The output looks likes this:
title | Correlation |
---|---|
$9.99 (2008) | 1.000000 |
'burbs, The (1989) | 0.044946 |
(500) Days of Summer (2009) | 0.624458 |
*batteries not included (1987) | 0.603023 |
...And Justice for All (1979) | 0.173422 |
Let's sort the movies in descending order of correlation to see highly correlated movies at the top. Execute the following script:
corr_forrest_gump.sort_values('Correlation', ascending=False).head(10)
Here is the output of the script above:
title | Correlation |
---|---|
$9.99 (2008) | 1.0 |
Say It Isn't So (2001) | 1.0 |
Metropolis (2001) | 1.0 |
See No Evil, Hear No Evil (1989) | 1.0 |
Middle Men (2009) | 1.0 |
Water for Elephants (2011) | 1.0 |
Watch, The (2012) | 1.0 |
Cheech & Chong's Next Movie (1980) | 1.0 |
Forrest Gump (1994) | 1.0 |
Warrior (2011) | 1.0 |
From the output you can see that the movies that have high correlation with "Forrest Gump (1994)" are not very well known.

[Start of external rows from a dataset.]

PR #83, opened 2025-04-15
Mitsubishi Inverter EL6021

### LINKED ISSUE #9: Implement EL6021
- [ ] Device EL6021
  - The device likely needs an internal message queue
- [x]  IO `SerialInterface`
  - May not need `state` and `write` methods but `hasMessage` `readMessage` and `writeMessage`

### LINKED ISSUE #15: Add `MitsubishiInverterRS232` actor

1cedsoda:
fix #9 
fix #15


kraemr:
you can discard the loop.rs changes, i did some tests in there and didnt notice that i committed it, now i would have to rebase

Cargo.toml
```diff
@@ -5,6 +5,7 @@ members = [
     "stepper-driver",
     "ethercat-hal-derive",
     "control-core",
+    "common",
```
1cedsoda: Move code into `control-core`

common/src/modbus/modbus.rs
```diff
@@ -0,0 +1,208 @@
...
+            | Self::Coding8M1 => 1,
+            Self::Coding7E2
+            | Self::Coding7O2
+            | Self::Coding8N2
+            | Self::Coding8E2
+            | Self::Coding8O2 => 2,
+        }
+    }
+
+    /// Get the total number of bits per byte (including start bit)
```
1cedsoda: bits per byte?

common/src/modbus/modbus.rs
```diff
@@ -0,0 +1,208 @@
...
+    Odd,
+    Space,
+    Mark,
+}
+
+fn convert_nanoseconds_to_milliseconds(nanoseconds: u64) -> u64 {
+    if nanoseconds == 0 {
+        return 0;
+    }
+    return nanoseconds / 1000000;
```
1cedsoda: `std::time::Instant` verwenden und dessen conversion Methoden

common/src/modbus/modbus.rs
```diff
@@ -0,0 +1,208 @@
...
+
+pub struct ModbusRequest {
+    pub slave_id: u8,
+    pub function_code: ModbusFunctionCode,
+    pub data: Vec<u8>,
+}
+
+pub struct ModbusResponse {
+    pub slave_id: u8,
+    pub function_code: u8, // needs to be u8 because of exceptions
```
1cedsoda: Kannst auch variante `Unknown(u8)` hinzufügen dann kann `function_code` auch `ModbusFunctionCode` sein.

common/src/modbus/modbus.rs
```diff
@@ -0,0 +1,208 @@
...
+    pub data: Vec<u8>,
+}
+
+impl From<ModbusFunctionCode> for u8 {
+    fn from(value: ModbusFunctionCode) -> Self {
+        match value {
+            ModbusFunctionCode::ReadHoldingRegister => 0x03,
+            ModbusFunctionCode::PresetHoldingRegister => 0x06, // Preset basically just means write
```
1cedsoda: Move comment to `enum ModbusFunctionCode` to describe function

common/src/modbus/modbus.rs
```diff
@@ -0,0 +1,208 @@
...
+    let nanoseconds_per_bit: u64 = (1000000 / baudrate) as u64;
+    let nanoseconds_per_byte: u64 = bits as u64 * nanoseconds_per_bit as u64;
+    let transmission_timeout: u64 = nanoseconds_per_byte * message_size as u64;
+    let silent_time: u64 = (nanoseconds_per_byte * (35)) / 10 as u64; // silent_time is 3.5x of character length,which is 11 bit for 8E1
+    let mut full_timeout: u64 = transmission_timeout as u64;
+    full_timeout += machine_operation_delay_nano;
+    full_timeout += silent_time;
+    return full_timeout as u64;
+}
+
```
1cedsoda: Create test fort this algorithm

common/src/modbus/modbus.rs
```diff
@@ -0,0 +1,208 @@
...
+/// machine_operation_delay_nano: Delay for the given operation in nanoseconds as specified by the slaves datasheet (example: mitsubishi csfr84 has 12ms for read write in RAM)
+/// baudrate: bits per second
+/// message_size: size of original message in bytes
+pub fn calculate_modbus_timeout(
+    bits: u8,
+    machine_operation_delay_nano: u64,
+    baudrate: u32,
+    message_size: u32,
+) -> u64 {
+    let nanoseconds_per_bit: u64 = (1000000 / baudrate) as u64;
```
1cedsoda: use `std::time`

control-core/src/actors/mitsubishi_inverter_rs485.rs
```diff
@@ -0,0 +1,170 @@
...
+
+            if diff < timeout {
+                return;
+            }
+            self.last_ts = now.timestamp_nanos_opt().unwrap();
+
+            if let Operation::Send = self.last_op {
+                let res = (self.serial_interface.read_message)().await;
+
+                println!("read result: {:x?}", res);
```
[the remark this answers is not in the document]
1cedsoda: Yes, use `log` crate (`log::debug!`) or remove print

control-core/src/actors/mitsubishi_inverter_rs485.rs
```diff
@@ -0,0 +1,170 @@
...
+impl Actor for MitsubishiInverterRS485Actor {
+    fn act(&mut self, _now_ts: u64) -> Pin<Box<dyn Future<Output = ()> + Send + '_>> {
+        Box::pin(async move {
+            let now = Utc::now();
+            if self.last_ts == 0 {
+                self.last_ts = now.timestamp_nanos_opt().unwrap();
+            }
+            let diff: i64 = now.timestamp_nanos_opt().unwrap() - self.last_ts;
+
+            // TODO: implement a message queue for the messages coming from machine api AND a response message queue maybe ?
```
1cedsoda: TODO

control-core/src/actors/mitsubishi_inverter_rs485.rs
```diff
@@ -0,0 +1,170 @@
...
+    Receive,
+    None,
+}
+
+#[derive(Debug)]
+pub struct MitsubishiInverterRS485Actor {
+    pub received_response: bool,
+    pub init_done: bool,
+    pub serial_interface: SerialInterface,
+    pub last_ts: i64,
```
1cedsoda: `std::time::Instant`

control-core/src/actors/mitsubishi_inverter_rs485.rs
```diff
@@ -0,0 +1,170 @@
...
+            last_op: Operation::None,
+        }
+    }
+}
+
+pub fn response_is_exception(response: ModbusResponse) -> bool {
+    return (response.function_code & 0b10000000) > 0; // 0x80 is set when an exception happens
+}
+
+pub fn response_functioncode_is_exception(function_code: u8) -> bool {
```
1cedsoda: `function_code` since the `_` is used also elsewhere

control-core/src/actors/mitsubishi_inverter_rs485.rs
```diff
@@ -0,0 +1,170 @@
...
+            1 => MitsubishiModbusExceptionCode::IllegalFunction,
+            2 => MitsubishiModbusExceptionCode::IllegalDataAddress,
+            3 => MitsubishiModbusExceptionCode::IllegalDataValue,
+            _ => MitsubishiModbusExceptionCode::None,
+        }
+    }
+}
+
+impl Actor for MitsubishiInverterRS485Actor {
+    fn act(&mut self, _now_ts: u64) -> Pin<Box<dyn Future<Output = ()> + Send + '_>> {
```
1cedsoda: reduce size of `act` method and move logic to methods

docs/example_communication
1cedsoda, line 1: File ending?

ethercat-hal/src/devices/el6021.rs
```diff
@@ -0,0 +1,470 @@
...
+            7 => Some(EL6021Baudrate::B19200),
+            8 => Some(EL6021Baudrate::B38400),
+            9 => Some(EL6021Baudrate::B57600),
+            10 => Some(EL6021Baudrate::B115200),
+            _ => None,
+        }
+    }
+    pub fn into(self) -> u8 {
+        self as u8
+    }
```
1cedsoda: Use `impl From<...> for u8`

ethercat-hal/src/devices/el6021.rs
```diff
@@ -0,0 +1,470 @@
...
+            4 => Some(EL6021Baudrate::B2400),
+            5 => Some(EL6021Baudrate::B4800),
+            6 => Some(EL6021Baudrate::B9600),
+            7 => Some(EL6021Baudrate::B19200),
+            8 => Some(EL6021Baudrate::B38400),
+            9 => Some(EL6021Baudrate::B57600),
+            10 => Some(EL6021Baudrate::B115200),
+            _ => None,
+        }
+    }
```
1cedsoda: Use `TryFrom` trait

ethercat-hal/src/devices/el6021.rs
```diff
@@ -0,0 +1,470 @@
...
+            | (EL6021Baudrate::B57600, SerialEncoding::Coding7E2)
+            | (EL6021Baudrate::B115200, SerialEncoding::Coding7O2) => {}
+            _ => {
+                return Err(anyhow!(
+                "ERROR: EL6021Configuration::write_config Baudrate and Coding is not compatible!"
+            ))
+            }
+        }
+
+        //   device.sdo_write(0x8000, 0x1, self.rts_enabled).await?;
```
1cedsoda: TODO

ethercat-hal/src/devices/el6021.rs
```diff
@@ -0,0 +1,470 @@
...
+
+impl Default for Standard22ByteMdp600Output {
+    fn default() -> Self {
+        Self {
+            control: 0,
+            length: 0,
+            data: [0u8; 22],
+        }
+    }
+}
```
1cedsoda: Since all values are 0ed you can `#[derive(Default)]`

ethercat-hal/src/devices/el6021.rs
```diff
@@ -0,0 +1,470 @@
...
+            .await?;
+        Ok(())
+    }
+}
+
+/// The value is accompanied by some metadata.
+#[derive(Debug, Clone, PdoObject, PartialEq)]
+#[pdo_object(bits = 192)]
+pub struct Standard22ByteMdp600Output {
+    pub control: u8, // For Standard22ByteMdp600 Output same size as input, but status is ctrl instead
```
1cedsoda: Does the comment make sense?

ethercat-hal/src/devices/el6021.rs
```diff
@@ -0,0 +1,470 @@
...
+            .await?;
+
+        device
+            .sdo_write(0x8000, 0x1b, self.explicit_baudrate)
+            .await?;
+
+        device
+            .sdo_write(0x8000, 0x1c, self.extended_data_frame)
+            .await?;
+        Ok(())
```
1cedsoda, line 281: PDO assigment writing missing

ethercat-hal/src/devices/el6021.rs
```diff
@@ -0,0 +1,470 @@
...
+    }
+}
+
+/// The value is accompanied by some metadata.
```
1cedsoda: ?

ethercat-hal/src/devices/el6021.rs
```diff
@@ -0,0 +1,470 @@
...
+
+impl RxPdoObject for Standard22ByteMdp600Output {
+    fn write(&self, buffer: &mut BitSlice<u8, Lsb0>) {
+        buffer[0..8].store_le(self.control);
+        buffer[8..16].store_le(self.length);
+        for (i, &byte) in self.data.iter().take(22).enumerate() {
+            buffer[(16 + i * 8)..(16 + (i + 1) * 8)].store_le(byte);
+        }
+    }
+}
```
1cedsoda: Add tests

ethercat-hal/src/devices/el6021.rs
1cedsoda: Use `enum` instead of `u8`.

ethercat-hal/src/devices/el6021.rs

This shows that correlation alone is not a good metric for similarity because there can be a user who watched '"Forrest Gump (1994)" and only one other movie and rated both of them as 5.
A solution to this problem is to retrieve only those correlated movies that have at least more than 50 ratings. To do so, will add the rating_counts
column from the rating_mean_count
dataframe to our corr_forrest_gump
dataframe. Execute the following script to do so:
corr_forrest_gump = corr_forrest_gump.join(ratings_mean_count['rating_counts'])
corr_forrest_gump.head()
The output looks likes this:
title | Correlation | rating_counts |
---|---|---|
$9.99 (2008) | 1.000000 | 3 |
'burbs, The (1989) | 0.044946 | 19 |
(500) Days of Summer (2009) | 0.624458 | 45 |
*batteries not included (1987) | 0.603023 | 7 |
...And Justice for All (1979) | 0.173422 | 13 |
You can see that the movie "$9.99", which has the highest correlation has only three ratings. This means that only three users gave the same ratings to "Forrest Gump (1994)", "$9.99". However, we can deduce that a movie cannot be declared similar to the another movie based on just 3 ratings. This is why we added "rating_counts" column. Let's now filter movies correlated to "Forrest Gump (1994)", that have more than 50 ratings. The following code will do that:
corr_forrest_gump[corr_forrest_gump ['rating_counts']>50].sort_values('Correlation', ascending=False).head()
The output of the script, looks likes this:
title | Correlation | rating_counts |
---|---|---|
Forrest Gump (1994) | 1.000000 | 341 |
My Big Fat Greek Wedding (2002) | 0.626240 | 51 |
Beautiful Mind, A (2001) | 0.575922 | 114 |
Few Good Men, A (1992) | 0.555206 | 76 |
Million Dollar Baby (2004) | 0.545638 | 65 |
Now you can see from the output the movies that are highly correlated with "Forrest Gump (1994)". The movies in the list are some of the most famous Hollywood movies, and since "Forrest Gump (1994)" is also a very famous movie, there is a high chance that these movies are correlated.
Conclusion
In this article, we studied what a recommender system is and how we can create it in Python using only the Pandas library. It is important to mention that the recommender system we created is very simple. Real-life recommender systems use very complex algorithms and will be discussed in a later article.
If you want to learn more about recommender systems, I suggest checking out the books Practical Recommender Systems and Recommender Systems: The Textbook. They go much more in-depth into this topic and cover more complex and accurate methods than we did in this article.